Method & Implementation:

The Training Set
Suppose that we have some initial estimate for the shape of the object in an image, then in order to estimate a better guess towards what the real shape in the image is, we need to create a model uses the error using the current shape to create a new better fitting shape. In order to build such a model we will use a set of training images and shapes(2d points).

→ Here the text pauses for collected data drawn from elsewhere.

Issue #136, opened 2026-06-29
Regression: GlassSegmentedControl selected pill invisible inside a GlassContainer (0.18+)


jfhair:
**Summary**

A `GlassSegmentedControl`'s selected-pill fill stopped rendering when the control sits inside a `GlassContainer` (or any `avoidsRefraction` scope) — the selection is invisible at rest. This worked on ≤0.17 and regressed in 0.18+. The class docs explicitly list placing it inside glass containers as a supported pattern.

**Root cause (best I can tell)** — two independently-added pieces collide:

- `GlassContainer` wraps its child in `InheritedLiquidGlass(avoidsRefraction: true)` ("Containers block children from refracting background") — since `1e58e4c` (2026-06-08).
- `AnimatedGlassIndicator`'s resting background pill now returns `SizedBox.expand()` whenever `avoidsRefraction` is true — added in `3aedde39` (2026-06-22), to keep the pill out of a `GlassEffect` capture snapshot.

The indicator can't distinguish a *transient capture* from a container's *permanent* `avoidsRefraction`, so inside a `GlassContainer` the pill is hidden for good. Since the glass pass is gated on `fade > 0.05` (drag/press only), the resting fill is the *only* thing showing the selection — so it vanishes entirely at rest.

**Repro:** `GlassSegmentedControl` (premium) inside `GlassContainer(useOwnLayer: true)`, any `indicatorColor` — pill doesn't render (confirmed even with fully-opaque red). Remove the container → it renders.

**Preferred direction?**

1. Is the `3aedde39` pill-hide meant to be **capture-only**? If there's (or could cheaply be) a capture-specific signal distinct from a container's static `avoidsRefraction`, gating the hide on that would fix it generally and restore the documented "inside a glass container" pattern.
2. Or should **`useOwnLayer` render its own track-surface glass**? Today it only groups a layer (`AdaptiveLiquidGlassLayer` paints no surface), so Standalone Mode gives a glass pill but no glass track — meaning glass-on-the-track still needs a container wrapper.

Happy to send a PR for whichever you prefer.

sdegenaar:
Hey @jfhair — thanks for the detailed diagnosis, you are correct on the regression.

[...]

Issue #77, opened 2026-06-02
Liquid Glass in Glass Segment Control


justbetterApps:
Hi there, i found out that the liquid or blur effects in GlassSegmentControl are not working, while i am dragging the indicator the liquid effect appears, other than that there is no blur or liquid effects in the whole widget

sdegenaar:
Hey @justbetterApps,
By default this control is standard quality as usually it's in a scrollable list. Have you tried setting to premium? If in a scrollable region, also set useOwnLayer: true:

```dart
GlassSegmentedControl(
  quality: GlassQuality.premium,
  useOwnLayer: true,
  segments: [...],
  ...
)
```

Also make sure your widgets are inside a GlassPage with a background (gradient, image, etc.) — the glass effects refract and blur against whatever is behind them, so without a rich background they can appear flat or invisible, even at standard quality.

Also, the upcoming release includes GlassScaffold which handles all the background/layer setup automatically — that should make this much simpler.

Cheers

sdegenaar:
Hey @justbetterApps 
How did you go with this. Did premium quality solve it for you. If not let me know and if you have screens/images what you wan to achieve.

Cheers

justbetterApps:
<img width="1080" height="450" alt="Image" src="https://github.com/user-attachments/assets/7cb16dab-6871-49a9-b8b2-1b1343c1840d" />
<img width="1078" height="482" alt="Image" src="https://github.com/user-attachments/assets/e3d12099-dcec-47a4-bb4f-304f36cb4e6f" />

Hey @sdegenaar  the glass sliding segment and glass tab bar both have this issue, i dont know whats the issue but even with premium quality as you can already see the liquid or blur effects are not there, however when i am pressing the thumb on the indicator there are glass and blur effects, so right now i am using glassbottom bar as a tabbar as it works as expected

sdegenaar:
Hi @justbetterApps,
It does need a little more polish in the glass interactive pill but you are talking about the segment/tab bar underneath is that right. From what I can see the actual ios26 Segmented is just an opaque background like we have. 

<img width="344" height="285" alt="Image" src="https://github.com/user-attachments/assets/8dc2be6a-ec46-403c-aaa6-808d6d54b9b7" />

This is running through a platform view to comapre with a background so we can see. 

<img width="472" height="389" alt="Image" src="https://github.com/user-attachments/assets/578e465d-3995-44ab-b4ae-975d2f9d9ac8" />

[...]

PR #164, opened 2026-07-19
Fix GlassSegmentedControl track glass regression

F1orian:
## Summary

This fixes the fixed-size `GlassSegmentedControl` track so it renders as actual glass instead of a plain decorated box.

Changes:

- render the segmented-control track through package-owned `AdaptiveGlass`
- resolve track `settings` and `quality` through `GlassThemeHelpers`, so inherited/global/theme settings apply unless explicitly overridden
- preserve `backgroundColor` precedence by mapping it to the track backer color
- keep the animated/moving indicator as a sibling above the track so its jelly expansion is not clipped by the track shape
- add regression tests for the default glass track, inherited minimal/theme settings, and indicator layering

## Root cause

`GlassSegmentedControl` had glass configuration parameters, but the fixed-size track path only used a `DecoratedBox`/color backer for the outer track. As a result, app-level glass settings such as blur/quality could affect the indicator while the track background itself stayed non-glass.

## Validation

- `flutter test test/widgets/interactive/glass_segmented_control_test.dart test/widgets/interactive/glass_segmented_control_vertical_test.dart`
- `flutter analyze`

### DIFF
--- a/lib/widgets/interactive/glass_segmented_control.dart
+++ b/lib/widgets/interactive/glass_segmented_control.dart
@@ -417,7 +417,8 @@ class GlassSegmentedControl extends StatefulWidget {
 
   /// Glass effect settings for the segmented-control track.
   ///
-  /// If null, uses optimized defaults:
+  /// If null, resolves from inherited/global/theme settings before falling
+  /// back to optimized defaults:
   /// - thickness: 30
   /// - blur: 3
   /// - chromaticAberration: 0.5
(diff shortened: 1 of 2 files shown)


sdegenaar:
Hey @F1orian,
Thanks for all your work on this. We did a bit if research on this back and forth here https://github.com/sdegenaar/liquid_glass_widgets/issues/136 and
https://github.com/sdegenaar/liquid_glass_widgets/issues/77. We concluded ios26 does not have glass in the track on UISegmentedControl and we did GlassTabBar.inline if you wanted it like that. Have a read and let me know if that addresses the issue for you. 

Cheers

F1orian:
Hi @sdegenaar, 
thanks for taking the time to review this. I had a look at the implemented solution and it now works perfectly for our usecase. 

Cheers!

(a sample from the training set, the input image with its shape vector overlayed
courtesy of the IIM Face Database)

The Average Shape Vector and Shape Alignment
Using this dataset we can compute the average shape of the training set,

Xave=sum(Xi)/n where Xi is the ith shape vector of the dataset (xi1,yi1,...xim,yim) and n is the number of training images / shape vectors.

(average shape vector)

In order to minimize the effect of translation, scaling and in plane rotation on our model we align our data using an iterative approach described by Cootes. We record the translation parameters tx,ty and the rotation and scaling parameters s1,s2.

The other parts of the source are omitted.